■ To do ■
For the string "gnome", find every matching line in the records and copy it.

*** Opening Stored data ***

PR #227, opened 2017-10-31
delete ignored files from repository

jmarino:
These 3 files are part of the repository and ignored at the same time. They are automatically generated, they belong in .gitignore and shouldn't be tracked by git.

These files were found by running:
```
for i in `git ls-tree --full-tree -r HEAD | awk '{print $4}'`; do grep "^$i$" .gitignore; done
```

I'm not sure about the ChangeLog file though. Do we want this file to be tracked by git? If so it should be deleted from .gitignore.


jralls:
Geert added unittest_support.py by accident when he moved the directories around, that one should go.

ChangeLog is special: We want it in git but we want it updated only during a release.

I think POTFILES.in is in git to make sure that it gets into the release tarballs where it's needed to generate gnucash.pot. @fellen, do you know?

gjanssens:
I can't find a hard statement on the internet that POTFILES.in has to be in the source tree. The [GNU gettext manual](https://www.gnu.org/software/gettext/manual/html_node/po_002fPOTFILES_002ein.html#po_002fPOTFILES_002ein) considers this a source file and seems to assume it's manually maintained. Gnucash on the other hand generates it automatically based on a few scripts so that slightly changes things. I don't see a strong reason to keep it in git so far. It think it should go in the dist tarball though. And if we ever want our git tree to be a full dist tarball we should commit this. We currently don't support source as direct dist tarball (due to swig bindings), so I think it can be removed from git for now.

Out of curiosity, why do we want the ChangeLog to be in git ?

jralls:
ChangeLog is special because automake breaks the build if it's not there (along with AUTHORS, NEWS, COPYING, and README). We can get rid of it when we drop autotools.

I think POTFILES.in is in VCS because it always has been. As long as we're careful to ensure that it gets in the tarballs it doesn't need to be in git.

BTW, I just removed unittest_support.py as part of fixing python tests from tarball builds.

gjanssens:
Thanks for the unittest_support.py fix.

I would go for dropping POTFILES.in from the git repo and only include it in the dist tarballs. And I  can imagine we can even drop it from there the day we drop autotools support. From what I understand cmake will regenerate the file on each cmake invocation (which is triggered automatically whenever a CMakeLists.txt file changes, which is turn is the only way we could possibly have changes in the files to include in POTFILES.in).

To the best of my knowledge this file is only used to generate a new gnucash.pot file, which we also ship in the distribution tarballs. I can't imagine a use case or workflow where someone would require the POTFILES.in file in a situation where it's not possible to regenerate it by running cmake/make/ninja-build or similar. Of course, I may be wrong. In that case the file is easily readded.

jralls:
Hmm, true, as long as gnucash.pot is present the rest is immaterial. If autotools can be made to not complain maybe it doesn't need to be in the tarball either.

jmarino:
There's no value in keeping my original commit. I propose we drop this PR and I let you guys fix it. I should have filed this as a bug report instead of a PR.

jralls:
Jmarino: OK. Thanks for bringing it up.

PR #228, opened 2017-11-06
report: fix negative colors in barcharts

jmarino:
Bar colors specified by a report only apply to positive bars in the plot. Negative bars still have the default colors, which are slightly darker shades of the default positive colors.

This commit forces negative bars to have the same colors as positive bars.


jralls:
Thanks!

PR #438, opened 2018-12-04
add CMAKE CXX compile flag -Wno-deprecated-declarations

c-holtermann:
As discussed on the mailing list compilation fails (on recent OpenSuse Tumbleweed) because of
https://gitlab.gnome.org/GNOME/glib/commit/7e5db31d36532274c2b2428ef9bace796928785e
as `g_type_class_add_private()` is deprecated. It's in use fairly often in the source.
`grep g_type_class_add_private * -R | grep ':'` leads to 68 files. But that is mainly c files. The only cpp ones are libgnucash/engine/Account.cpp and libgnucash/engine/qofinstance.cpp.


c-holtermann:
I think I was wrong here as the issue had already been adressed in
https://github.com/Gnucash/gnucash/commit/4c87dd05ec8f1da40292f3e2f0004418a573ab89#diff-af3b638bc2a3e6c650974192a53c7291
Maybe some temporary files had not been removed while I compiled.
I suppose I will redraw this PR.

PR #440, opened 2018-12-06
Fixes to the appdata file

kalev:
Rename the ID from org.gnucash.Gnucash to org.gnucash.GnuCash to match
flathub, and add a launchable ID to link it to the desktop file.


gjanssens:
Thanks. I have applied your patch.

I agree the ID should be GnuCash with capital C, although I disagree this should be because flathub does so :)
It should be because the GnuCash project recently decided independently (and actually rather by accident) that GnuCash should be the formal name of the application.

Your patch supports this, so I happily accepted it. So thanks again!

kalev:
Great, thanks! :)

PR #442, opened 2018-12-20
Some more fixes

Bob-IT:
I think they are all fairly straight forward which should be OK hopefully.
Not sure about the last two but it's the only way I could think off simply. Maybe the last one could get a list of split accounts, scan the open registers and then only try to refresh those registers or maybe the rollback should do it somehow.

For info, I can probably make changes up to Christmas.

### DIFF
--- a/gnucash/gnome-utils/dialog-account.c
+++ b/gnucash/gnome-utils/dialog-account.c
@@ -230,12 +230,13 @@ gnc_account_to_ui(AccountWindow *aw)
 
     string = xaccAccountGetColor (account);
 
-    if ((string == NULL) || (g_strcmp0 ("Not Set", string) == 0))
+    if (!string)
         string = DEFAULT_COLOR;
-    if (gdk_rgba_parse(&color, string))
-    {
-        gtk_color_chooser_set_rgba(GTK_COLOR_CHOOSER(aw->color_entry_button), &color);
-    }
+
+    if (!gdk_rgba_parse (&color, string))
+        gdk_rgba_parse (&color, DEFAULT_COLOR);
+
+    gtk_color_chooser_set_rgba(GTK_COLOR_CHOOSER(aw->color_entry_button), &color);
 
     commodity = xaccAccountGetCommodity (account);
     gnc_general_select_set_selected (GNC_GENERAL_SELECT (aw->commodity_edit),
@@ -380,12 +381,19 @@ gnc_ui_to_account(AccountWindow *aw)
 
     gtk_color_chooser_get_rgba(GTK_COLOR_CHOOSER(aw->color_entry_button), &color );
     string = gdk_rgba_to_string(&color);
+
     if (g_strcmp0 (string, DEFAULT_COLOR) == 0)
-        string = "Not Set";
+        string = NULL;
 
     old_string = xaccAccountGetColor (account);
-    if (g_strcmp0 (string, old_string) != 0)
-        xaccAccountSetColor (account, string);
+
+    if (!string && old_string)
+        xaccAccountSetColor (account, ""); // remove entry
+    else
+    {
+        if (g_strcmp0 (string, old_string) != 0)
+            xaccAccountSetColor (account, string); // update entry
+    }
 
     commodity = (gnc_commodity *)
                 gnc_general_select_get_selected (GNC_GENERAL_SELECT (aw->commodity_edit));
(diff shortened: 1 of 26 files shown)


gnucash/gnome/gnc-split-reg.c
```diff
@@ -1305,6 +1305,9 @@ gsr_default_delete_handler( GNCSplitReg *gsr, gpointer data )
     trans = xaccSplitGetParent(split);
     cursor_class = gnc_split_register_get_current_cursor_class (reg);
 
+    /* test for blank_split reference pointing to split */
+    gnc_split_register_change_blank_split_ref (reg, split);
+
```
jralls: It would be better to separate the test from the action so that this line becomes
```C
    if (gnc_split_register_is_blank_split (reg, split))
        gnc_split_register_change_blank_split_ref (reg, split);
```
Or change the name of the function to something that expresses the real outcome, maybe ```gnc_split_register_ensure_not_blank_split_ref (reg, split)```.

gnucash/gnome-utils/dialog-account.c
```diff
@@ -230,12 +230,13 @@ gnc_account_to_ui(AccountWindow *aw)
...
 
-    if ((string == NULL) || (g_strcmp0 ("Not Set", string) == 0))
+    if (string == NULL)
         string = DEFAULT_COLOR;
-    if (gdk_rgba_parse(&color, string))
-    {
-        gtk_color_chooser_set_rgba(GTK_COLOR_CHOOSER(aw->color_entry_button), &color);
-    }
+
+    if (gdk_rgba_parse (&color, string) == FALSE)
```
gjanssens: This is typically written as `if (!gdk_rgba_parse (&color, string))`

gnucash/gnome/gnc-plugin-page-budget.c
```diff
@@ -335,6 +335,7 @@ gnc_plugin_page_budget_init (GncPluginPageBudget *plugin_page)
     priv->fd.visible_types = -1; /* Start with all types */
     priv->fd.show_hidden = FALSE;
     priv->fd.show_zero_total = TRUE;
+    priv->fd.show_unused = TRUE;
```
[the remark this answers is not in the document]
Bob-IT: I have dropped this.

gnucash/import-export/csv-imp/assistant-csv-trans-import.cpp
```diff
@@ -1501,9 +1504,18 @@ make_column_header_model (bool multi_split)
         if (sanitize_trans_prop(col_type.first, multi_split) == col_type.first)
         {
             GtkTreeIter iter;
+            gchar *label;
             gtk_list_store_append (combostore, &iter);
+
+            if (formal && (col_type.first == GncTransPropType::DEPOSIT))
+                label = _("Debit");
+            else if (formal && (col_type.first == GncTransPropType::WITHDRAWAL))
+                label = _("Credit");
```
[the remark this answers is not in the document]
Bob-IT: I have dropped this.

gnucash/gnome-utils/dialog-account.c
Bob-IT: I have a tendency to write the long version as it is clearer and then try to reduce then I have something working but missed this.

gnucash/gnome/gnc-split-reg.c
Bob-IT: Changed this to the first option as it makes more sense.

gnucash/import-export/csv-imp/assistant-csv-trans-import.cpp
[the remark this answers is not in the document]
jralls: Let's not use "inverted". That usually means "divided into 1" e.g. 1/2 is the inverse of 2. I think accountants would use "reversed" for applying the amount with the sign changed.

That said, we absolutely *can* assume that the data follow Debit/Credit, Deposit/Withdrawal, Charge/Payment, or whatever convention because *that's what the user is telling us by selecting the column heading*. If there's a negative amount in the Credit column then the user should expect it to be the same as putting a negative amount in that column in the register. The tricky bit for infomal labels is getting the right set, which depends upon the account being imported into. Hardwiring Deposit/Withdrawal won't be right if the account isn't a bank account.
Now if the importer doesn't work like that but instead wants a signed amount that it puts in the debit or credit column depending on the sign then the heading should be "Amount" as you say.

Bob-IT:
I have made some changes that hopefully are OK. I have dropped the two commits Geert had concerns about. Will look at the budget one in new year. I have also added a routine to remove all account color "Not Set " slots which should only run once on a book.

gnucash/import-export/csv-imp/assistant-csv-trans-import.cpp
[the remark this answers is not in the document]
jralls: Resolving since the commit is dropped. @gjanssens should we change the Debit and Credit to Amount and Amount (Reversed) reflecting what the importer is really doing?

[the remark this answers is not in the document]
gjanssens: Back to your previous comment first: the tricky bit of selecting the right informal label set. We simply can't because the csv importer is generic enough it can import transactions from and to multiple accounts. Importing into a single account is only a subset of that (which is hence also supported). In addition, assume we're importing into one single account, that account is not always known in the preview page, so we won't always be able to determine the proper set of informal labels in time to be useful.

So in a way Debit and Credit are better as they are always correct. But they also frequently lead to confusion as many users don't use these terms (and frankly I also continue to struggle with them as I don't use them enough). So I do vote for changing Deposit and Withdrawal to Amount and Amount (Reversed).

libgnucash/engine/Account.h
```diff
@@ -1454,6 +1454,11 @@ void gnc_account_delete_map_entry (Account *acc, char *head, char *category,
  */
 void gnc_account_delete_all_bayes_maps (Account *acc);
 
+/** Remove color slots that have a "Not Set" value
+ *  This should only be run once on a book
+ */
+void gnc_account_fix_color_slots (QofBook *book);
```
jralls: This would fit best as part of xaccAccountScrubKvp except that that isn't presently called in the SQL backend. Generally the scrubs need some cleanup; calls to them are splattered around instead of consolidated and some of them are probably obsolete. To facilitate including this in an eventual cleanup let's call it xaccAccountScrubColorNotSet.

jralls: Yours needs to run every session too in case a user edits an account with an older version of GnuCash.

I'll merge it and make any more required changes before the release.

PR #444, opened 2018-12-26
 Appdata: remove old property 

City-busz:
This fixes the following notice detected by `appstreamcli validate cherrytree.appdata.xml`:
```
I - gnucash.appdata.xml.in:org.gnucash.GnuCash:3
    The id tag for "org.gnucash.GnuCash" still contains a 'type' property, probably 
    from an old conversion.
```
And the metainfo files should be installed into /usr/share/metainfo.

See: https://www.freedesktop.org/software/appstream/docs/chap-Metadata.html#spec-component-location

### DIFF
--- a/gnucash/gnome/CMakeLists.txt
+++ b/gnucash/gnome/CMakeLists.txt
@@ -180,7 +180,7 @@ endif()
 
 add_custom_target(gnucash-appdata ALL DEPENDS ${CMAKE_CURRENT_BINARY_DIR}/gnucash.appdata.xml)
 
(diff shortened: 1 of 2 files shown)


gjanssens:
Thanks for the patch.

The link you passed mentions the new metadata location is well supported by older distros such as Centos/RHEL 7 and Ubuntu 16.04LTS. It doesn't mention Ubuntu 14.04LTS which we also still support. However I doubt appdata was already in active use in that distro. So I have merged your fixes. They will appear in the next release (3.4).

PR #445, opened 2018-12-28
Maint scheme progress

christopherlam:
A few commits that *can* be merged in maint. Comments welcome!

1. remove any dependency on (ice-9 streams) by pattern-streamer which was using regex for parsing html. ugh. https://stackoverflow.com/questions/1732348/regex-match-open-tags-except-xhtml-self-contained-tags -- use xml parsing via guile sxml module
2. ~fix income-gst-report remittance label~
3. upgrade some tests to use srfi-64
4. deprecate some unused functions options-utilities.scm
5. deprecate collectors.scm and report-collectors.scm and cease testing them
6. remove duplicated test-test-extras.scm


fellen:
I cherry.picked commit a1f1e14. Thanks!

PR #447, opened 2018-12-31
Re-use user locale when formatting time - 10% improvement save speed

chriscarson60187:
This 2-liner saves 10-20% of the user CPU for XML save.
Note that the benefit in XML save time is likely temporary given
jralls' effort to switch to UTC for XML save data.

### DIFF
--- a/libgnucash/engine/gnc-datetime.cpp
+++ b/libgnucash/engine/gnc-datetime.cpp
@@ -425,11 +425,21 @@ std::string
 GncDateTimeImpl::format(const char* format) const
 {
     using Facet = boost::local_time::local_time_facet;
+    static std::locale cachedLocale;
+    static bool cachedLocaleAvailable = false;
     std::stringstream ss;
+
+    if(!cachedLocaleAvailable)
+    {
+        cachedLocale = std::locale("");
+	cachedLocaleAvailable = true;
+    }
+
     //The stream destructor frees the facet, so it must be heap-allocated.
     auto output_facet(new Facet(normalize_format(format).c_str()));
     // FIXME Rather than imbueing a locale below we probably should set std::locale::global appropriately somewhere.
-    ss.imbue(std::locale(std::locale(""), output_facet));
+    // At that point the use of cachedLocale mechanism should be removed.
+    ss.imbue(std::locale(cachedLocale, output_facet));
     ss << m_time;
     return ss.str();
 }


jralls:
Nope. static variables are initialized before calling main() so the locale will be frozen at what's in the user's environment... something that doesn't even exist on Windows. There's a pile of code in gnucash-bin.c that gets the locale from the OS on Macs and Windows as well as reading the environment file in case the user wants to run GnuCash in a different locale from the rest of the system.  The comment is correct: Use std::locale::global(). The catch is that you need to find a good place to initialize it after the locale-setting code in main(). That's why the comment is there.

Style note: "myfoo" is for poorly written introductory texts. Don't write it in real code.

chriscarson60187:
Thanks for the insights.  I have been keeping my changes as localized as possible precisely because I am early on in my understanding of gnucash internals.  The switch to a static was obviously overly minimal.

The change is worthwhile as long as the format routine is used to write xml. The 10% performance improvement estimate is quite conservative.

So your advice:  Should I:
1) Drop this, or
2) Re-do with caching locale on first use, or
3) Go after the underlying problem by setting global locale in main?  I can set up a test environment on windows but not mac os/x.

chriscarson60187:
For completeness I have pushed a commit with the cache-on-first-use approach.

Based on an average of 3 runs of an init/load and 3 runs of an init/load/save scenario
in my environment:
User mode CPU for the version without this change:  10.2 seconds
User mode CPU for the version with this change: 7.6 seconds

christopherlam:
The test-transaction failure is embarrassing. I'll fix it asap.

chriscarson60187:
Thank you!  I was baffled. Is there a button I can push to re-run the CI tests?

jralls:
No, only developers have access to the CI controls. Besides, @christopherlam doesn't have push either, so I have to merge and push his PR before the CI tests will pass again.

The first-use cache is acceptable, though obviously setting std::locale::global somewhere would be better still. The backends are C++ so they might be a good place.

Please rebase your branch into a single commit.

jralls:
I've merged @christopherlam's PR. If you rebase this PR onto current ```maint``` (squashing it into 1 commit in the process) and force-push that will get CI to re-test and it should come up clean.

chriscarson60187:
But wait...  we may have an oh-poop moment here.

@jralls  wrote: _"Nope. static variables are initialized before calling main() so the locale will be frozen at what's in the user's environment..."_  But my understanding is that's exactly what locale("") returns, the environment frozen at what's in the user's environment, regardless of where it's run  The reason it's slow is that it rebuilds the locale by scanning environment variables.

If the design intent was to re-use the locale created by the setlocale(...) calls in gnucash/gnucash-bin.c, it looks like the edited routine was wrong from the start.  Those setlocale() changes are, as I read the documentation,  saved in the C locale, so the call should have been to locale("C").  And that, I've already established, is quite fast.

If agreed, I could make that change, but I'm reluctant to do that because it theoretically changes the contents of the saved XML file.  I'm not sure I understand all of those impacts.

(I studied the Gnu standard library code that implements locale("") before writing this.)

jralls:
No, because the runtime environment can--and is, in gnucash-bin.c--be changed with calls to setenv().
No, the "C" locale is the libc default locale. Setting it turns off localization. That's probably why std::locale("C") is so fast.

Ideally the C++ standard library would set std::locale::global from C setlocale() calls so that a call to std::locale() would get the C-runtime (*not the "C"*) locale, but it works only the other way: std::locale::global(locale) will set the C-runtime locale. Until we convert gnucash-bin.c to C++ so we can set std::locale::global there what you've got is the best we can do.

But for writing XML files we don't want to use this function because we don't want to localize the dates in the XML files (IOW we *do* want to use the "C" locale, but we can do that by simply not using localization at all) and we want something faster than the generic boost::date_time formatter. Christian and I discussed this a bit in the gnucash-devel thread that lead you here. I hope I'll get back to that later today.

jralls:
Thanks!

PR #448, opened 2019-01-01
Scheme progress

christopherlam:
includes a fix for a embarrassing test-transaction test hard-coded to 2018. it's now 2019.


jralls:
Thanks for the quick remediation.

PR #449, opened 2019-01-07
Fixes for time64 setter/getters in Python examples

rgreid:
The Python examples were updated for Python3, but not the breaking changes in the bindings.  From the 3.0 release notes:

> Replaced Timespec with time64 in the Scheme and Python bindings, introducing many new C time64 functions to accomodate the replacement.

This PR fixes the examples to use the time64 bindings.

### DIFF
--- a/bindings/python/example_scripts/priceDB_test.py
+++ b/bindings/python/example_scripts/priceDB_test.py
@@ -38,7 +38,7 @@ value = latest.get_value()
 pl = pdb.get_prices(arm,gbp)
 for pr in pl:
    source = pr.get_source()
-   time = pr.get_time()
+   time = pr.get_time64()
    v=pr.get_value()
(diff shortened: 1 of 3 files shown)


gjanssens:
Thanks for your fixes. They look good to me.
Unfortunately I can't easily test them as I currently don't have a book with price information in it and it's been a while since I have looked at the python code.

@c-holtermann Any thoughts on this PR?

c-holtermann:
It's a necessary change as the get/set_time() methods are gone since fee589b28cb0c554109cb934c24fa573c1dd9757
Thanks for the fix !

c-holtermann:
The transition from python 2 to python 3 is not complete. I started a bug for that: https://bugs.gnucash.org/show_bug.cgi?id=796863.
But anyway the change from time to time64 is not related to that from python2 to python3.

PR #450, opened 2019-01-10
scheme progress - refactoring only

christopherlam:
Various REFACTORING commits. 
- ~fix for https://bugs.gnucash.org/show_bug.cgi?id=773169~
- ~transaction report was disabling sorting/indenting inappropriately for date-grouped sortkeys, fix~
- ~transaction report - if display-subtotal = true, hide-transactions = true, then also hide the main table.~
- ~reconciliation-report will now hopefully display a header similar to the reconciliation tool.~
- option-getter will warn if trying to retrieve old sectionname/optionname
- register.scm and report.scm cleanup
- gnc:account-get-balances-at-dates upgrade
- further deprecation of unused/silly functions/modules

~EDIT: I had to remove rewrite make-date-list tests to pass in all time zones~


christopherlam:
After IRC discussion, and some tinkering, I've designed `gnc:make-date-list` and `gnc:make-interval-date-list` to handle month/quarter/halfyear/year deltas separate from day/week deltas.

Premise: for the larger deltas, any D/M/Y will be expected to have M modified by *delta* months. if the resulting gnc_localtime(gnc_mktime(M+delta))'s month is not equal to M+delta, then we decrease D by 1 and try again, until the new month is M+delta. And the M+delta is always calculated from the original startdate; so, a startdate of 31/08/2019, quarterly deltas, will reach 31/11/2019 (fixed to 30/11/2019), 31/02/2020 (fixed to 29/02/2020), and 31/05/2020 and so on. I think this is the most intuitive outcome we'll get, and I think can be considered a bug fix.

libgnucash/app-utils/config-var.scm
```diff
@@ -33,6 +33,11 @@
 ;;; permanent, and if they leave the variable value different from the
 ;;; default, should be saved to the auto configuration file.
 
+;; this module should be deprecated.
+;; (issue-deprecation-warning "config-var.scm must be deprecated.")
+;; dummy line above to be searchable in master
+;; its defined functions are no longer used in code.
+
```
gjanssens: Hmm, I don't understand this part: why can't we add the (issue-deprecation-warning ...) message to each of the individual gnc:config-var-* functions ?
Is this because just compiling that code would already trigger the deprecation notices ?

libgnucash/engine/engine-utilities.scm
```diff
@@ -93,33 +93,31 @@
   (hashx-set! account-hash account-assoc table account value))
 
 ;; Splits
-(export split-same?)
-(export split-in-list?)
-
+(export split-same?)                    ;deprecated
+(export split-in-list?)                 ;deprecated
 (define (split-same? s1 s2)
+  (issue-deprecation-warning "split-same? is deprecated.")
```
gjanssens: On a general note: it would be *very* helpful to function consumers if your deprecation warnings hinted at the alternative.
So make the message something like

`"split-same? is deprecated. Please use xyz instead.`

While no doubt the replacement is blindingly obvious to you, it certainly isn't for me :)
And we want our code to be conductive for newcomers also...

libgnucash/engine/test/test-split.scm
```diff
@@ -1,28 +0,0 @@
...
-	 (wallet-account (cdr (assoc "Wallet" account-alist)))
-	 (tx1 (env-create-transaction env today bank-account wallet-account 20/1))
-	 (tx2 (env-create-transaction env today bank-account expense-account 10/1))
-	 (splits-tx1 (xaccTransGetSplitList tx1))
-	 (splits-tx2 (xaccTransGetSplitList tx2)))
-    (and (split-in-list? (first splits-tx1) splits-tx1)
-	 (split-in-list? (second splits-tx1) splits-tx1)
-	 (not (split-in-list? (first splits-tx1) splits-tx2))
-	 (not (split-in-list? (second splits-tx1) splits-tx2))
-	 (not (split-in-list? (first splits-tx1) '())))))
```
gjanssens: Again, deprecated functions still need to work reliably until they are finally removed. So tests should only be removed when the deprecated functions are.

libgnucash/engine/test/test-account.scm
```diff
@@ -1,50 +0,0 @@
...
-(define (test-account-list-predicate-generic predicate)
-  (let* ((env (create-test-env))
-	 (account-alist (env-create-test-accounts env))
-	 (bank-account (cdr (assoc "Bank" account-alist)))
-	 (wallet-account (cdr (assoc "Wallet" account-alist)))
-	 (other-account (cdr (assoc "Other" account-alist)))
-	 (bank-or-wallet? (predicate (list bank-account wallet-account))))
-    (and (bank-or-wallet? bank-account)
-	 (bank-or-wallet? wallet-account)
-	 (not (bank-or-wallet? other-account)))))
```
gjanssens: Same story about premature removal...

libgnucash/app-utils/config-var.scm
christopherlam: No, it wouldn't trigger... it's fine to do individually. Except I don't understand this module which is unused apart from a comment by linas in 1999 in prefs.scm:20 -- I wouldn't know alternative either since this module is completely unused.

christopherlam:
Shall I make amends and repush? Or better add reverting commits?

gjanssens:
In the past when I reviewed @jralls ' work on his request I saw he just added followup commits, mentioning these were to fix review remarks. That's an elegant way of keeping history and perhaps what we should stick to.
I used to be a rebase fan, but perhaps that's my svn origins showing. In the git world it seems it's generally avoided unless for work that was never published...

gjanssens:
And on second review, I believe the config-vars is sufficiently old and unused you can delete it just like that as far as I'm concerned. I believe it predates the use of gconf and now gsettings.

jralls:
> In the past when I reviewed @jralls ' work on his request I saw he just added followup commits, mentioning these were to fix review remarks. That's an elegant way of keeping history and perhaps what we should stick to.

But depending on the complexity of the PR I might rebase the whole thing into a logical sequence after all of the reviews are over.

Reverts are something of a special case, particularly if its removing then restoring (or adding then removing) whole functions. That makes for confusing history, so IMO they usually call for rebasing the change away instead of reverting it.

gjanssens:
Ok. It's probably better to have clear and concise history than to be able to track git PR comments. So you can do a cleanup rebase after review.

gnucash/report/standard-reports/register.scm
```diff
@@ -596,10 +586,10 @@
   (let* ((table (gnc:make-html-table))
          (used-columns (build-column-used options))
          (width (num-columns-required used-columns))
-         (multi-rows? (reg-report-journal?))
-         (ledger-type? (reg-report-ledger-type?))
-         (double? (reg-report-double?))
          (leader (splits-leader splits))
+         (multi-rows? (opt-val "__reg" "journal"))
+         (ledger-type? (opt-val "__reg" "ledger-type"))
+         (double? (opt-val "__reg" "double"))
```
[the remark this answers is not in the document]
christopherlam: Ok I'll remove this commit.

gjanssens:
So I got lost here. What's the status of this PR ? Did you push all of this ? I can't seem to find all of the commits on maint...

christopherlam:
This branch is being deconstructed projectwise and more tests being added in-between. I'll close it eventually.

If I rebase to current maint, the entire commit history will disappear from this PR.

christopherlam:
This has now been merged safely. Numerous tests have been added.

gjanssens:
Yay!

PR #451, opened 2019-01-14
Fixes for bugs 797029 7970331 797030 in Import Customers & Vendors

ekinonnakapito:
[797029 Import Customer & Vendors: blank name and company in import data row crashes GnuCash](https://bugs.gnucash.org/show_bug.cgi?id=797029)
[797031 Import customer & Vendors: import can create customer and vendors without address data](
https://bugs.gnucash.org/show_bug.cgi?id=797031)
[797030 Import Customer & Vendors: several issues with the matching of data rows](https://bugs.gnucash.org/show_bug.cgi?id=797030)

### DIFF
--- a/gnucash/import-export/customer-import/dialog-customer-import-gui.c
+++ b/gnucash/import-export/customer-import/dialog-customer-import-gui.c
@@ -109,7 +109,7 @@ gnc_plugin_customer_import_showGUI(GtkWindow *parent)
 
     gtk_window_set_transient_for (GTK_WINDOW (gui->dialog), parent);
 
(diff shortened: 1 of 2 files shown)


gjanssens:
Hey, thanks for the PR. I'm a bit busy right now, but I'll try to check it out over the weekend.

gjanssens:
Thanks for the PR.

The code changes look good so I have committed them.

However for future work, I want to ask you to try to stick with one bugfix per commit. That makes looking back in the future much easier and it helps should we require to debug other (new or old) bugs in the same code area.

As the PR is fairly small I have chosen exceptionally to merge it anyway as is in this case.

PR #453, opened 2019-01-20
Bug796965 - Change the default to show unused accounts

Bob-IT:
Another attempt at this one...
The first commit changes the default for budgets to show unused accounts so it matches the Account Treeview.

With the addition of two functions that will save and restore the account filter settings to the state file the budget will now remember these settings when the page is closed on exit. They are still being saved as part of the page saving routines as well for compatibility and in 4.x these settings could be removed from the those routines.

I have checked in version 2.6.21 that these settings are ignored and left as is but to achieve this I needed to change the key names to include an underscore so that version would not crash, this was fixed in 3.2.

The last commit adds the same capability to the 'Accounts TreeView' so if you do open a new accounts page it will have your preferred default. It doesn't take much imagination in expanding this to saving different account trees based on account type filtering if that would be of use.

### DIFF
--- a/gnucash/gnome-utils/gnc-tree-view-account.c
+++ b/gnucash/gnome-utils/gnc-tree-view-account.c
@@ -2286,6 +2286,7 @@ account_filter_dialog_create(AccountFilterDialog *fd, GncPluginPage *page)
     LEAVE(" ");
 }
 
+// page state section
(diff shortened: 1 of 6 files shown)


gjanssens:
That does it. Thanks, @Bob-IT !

*** Closing Stored data ***

■ Response to this task ■
https://gitlab.gnome.org/GNOME/glib/commit/7e5db31d36532274c2b2428ef9bace796928785e
--- a/gnucash/gnome-utils/dialog-account.c
+++ b/gnucash/gnome-utils/dialog-account.c
gnucash/gnome/gnc-split-reg.c
gnucash/gnome-utils/dialog-account.c
gnucash/gnome/gnc-plugin-page-budget.c
gnucash/gnome-utils/dialog-account.c
gnucash/gnome/gnc-split-reg.c
--- a/gnucash/gnome/CMakeLists.txt
+++ b/gnucash/gnome/CMakeLists.txt
--- a/gnucash/gnome-utils/gnc-tree-view-account.c
+++ b/gnucash/gnome-utils/gnc-tree-view-account.c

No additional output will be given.